▸ **What you should do**
In the entries that follow, say how many lines contain the string "observeChanges". Give no other words.

▸ **Raw data**
PR #197, opened 2015-02-21
Fix problem with autobind $meteorObject introduced in c8ff428

smoke:
The _id of the Document was cleared with the rest of the properties that are omit, which is wrong and this was causing Meteor/Mongo to now know which Document should be updated, so it updated nothing


Urigo:
OK, I'll test it again now

PR #209, opened 2015-02-28
move to observe instead of observeChanges

netanelgilad:
Related to #195.
This should allow for transformed documents, but not only the collection transform but also cursor transform.
Also removed the need to find the index of changes by looking through the whole collection.
Not sure about it performace-wise.
@Urigo You have a good scenario for checking the performance of this vs observeChanges?


Urigo:
Looks fine.
Have you checked the 2 scenarios of the issue?
also, please make sure this works as well:
https://github.com/Urigo/meteor-angular-socially/issues/12

Issue #212, opened 2015-03-03
typo


ecwyne:
https://github.com/Urigo/angular-meteor/blob/master/.docs/angular-meteor/client/views/steps/tutorial.step_16.html#L204

Summery -> Summary

ecwyne:
also 

https://github.com/Urigo/angular-meteor/blob/f7067d99334c130d4653bd7f098f343c0181a5e5/.docs/angular-meteor/client/views/steps/tutorial.step_13_old.html#L122

https://github.com/Urigo/angular-meteor/blob/f56e15426f9fb00e40b4a89591010e06ab02bb34/.docs/angular-meteor/client/views/steps/tutorial.step_14.tpl#L326

Urigo:
@ecwyne thanks!

Do you want to pull request it so that you will get the credit?

PR #215, opened 2015-03-03
Fix Typos

ecwyne:
See #212


Urigo:
Thanks @ecwyne so much!

PR #216, opened 2015-03-03
Restyle hero unit on front page, refactor less.

simonv3:
Taking a first stab at restyling the front page, and cleaning up some of the .less files. 

screenshot 2015-03-03 10 21 26

# What's changed
* Restyled the hero unit
* Created a variables.less file to capture continuous things
* Restyle header.


Urigo:
@simonv3 awesome!!!!

PR #229, opened 2015-03-12
Maintain a single whitespace between elements in compiled templates

fredrikekelund:
Removing all whitespace in templates (as is being done currently) can have side effects for how the content is presented when it comes to inline elements, eg.
```html
<p>My name is <em>Fredrik</em></p>
```
is compiled into
```html
<p>My name is<em>Fredrik</em></p>
```

Even though this does increase the filesize slightly, I think it definitely is expected behavior for this kind of inline space to be preserved all the way in to the browser.

### DIFF
--- a/plugin/handler.js
+++ b/plugin/handler.js
@@ -18,6 +18,7 @@ Plugin.registerSourceHandler('ng.html', {
     '$templateCache.put(\'' + compileStep.inputPath.replace(/\\/g, "/") + '\', \'' +
       minify(contents.replace(/'/g, "\\'"), {
         collapseWhitespace : true,
+        conservativeCollapse: true,
         removeComments : true,
         minifyJS : true,
         minifyCSS: true,


Urigo:
@fredrikekelund you are definitely right.
Merging.
Can you think of more cases that the minification can change the expected result?

fredrikekelund:
Hmm actually, now that you mention it, directives can be written as HTML comments, so we might want to spare comments too.

Urigo:
good idea, pull request?

fredrikekelund:
Sure thing, I'll try and submit one later today

Urigo:
@fredrikekelund  what's your Twitter handle (for the new version announcement)?

fredrikekelund:
I don't use Twitter that much, but it's [@kmptr](https://twitter.com/kmptr). Thanks!

PR #233, opened 2015-03-15
Update manifest.html

PeterHB999:
I believe the title of this section should be Manifesto not Manifest. These words have different meanings and Manifesto is correct for this usage.


Urigo:
Yes you are right, thank you!

Urigo:
@PeterHB999  what's your Twitter handle (for the new version announcement)?

PeterHB999:
@peterhblackburn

▸ **Task output**
2